--- PROVIDED DATA Enclosed Below ---

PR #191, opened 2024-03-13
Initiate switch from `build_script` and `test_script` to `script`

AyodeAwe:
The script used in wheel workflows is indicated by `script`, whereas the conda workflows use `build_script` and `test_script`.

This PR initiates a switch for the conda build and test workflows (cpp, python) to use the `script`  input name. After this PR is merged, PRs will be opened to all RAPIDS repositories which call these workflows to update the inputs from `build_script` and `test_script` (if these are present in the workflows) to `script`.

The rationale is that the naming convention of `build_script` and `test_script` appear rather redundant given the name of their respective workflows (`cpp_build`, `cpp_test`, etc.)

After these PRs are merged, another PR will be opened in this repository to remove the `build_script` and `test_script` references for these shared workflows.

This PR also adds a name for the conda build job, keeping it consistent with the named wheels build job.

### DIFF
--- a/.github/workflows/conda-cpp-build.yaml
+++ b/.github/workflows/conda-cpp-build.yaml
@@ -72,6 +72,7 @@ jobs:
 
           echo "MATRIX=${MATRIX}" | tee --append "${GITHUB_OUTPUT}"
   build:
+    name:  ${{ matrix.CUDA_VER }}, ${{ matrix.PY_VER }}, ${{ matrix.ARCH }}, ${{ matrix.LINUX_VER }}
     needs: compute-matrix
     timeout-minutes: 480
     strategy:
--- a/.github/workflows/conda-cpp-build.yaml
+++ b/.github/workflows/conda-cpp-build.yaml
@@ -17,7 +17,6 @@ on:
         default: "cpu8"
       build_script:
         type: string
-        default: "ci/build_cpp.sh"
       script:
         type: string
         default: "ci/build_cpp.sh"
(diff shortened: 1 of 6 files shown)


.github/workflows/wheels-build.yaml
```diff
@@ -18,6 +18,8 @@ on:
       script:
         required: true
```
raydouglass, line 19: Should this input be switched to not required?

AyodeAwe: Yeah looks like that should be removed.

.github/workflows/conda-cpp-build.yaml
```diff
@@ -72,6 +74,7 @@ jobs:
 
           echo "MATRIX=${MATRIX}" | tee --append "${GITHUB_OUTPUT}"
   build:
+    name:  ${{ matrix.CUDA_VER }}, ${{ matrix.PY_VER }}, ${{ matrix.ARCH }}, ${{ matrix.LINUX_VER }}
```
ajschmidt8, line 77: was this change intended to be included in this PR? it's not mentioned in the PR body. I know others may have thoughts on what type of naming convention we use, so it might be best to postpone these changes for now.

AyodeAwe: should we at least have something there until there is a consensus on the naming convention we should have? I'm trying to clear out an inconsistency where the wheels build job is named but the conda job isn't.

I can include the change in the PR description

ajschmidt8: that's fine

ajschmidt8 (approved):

--- End of Enclosed PROVIDED DATA ---
--- PROVIDED DATA Enclosed Below ---

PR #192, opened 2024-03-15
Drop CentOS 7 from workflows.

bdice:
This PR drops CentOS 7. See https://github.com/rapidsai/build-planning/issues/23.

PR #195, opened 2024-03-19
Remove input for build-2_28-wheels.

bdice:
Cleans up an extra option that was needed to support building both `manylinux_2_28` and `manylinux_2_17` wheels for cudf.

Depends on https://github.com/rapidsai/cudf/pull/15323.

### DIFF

--- End of Enclosed PROVIDED DATA ---
--- PROVIDED DATA Enclosed Below ---

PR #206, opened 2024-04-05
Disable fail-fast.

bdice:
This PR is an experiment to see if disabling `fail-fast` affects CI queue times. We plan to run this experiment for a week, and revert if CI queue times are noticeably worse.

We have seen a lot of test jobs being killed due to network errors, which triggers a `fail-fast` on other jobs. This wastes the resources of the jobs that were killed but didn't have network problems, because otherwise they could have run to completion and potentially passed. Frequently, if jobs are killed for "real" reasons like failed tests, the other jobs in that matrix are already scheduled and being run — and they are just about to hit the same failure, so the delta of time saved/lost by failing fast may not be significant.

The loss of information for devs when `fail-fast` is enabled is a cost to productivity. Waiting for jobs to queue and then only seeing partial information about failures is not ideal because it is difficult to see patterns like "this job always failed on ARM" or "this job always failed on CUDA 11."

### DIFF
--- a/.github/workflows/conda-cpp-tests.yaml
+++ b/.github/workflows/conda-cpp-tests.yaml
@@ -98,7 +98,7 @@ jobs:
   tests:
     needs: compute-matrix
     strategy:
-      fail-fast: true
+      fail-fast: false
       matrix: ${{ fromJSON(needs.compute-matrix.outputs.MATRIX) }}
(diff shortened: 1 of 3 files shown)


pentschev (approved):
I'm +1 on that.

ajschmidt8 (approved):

--- End of Enclosed PROVIDED DATA ---

**INSTRUCTIONS TO FOLLOW:** Scan the material above for the word "these", and copy each line where it appears.

**RESULT FOR THIS TASK:**
This PR initiates a switch for the conda build and test workflows (cpp, python) to use the `script`  input name. After this PR is merged, PRs will be opened to all RAPIDS repositories which call these workflows to update the inputs from `build_script` and `test_script` (if these are present in the workflows) to `script`.
After these PRs are merged, another PR will be opened in this repository to remove the `build_script` and `test_script` references for these shared workflows.
ajschmidt8, line 77: was this change intended to be included in this PR? it's not mentioned in the PR body. I know others may have thoughts on what type of naming convention we use, so it might be best to postpone these changes for now.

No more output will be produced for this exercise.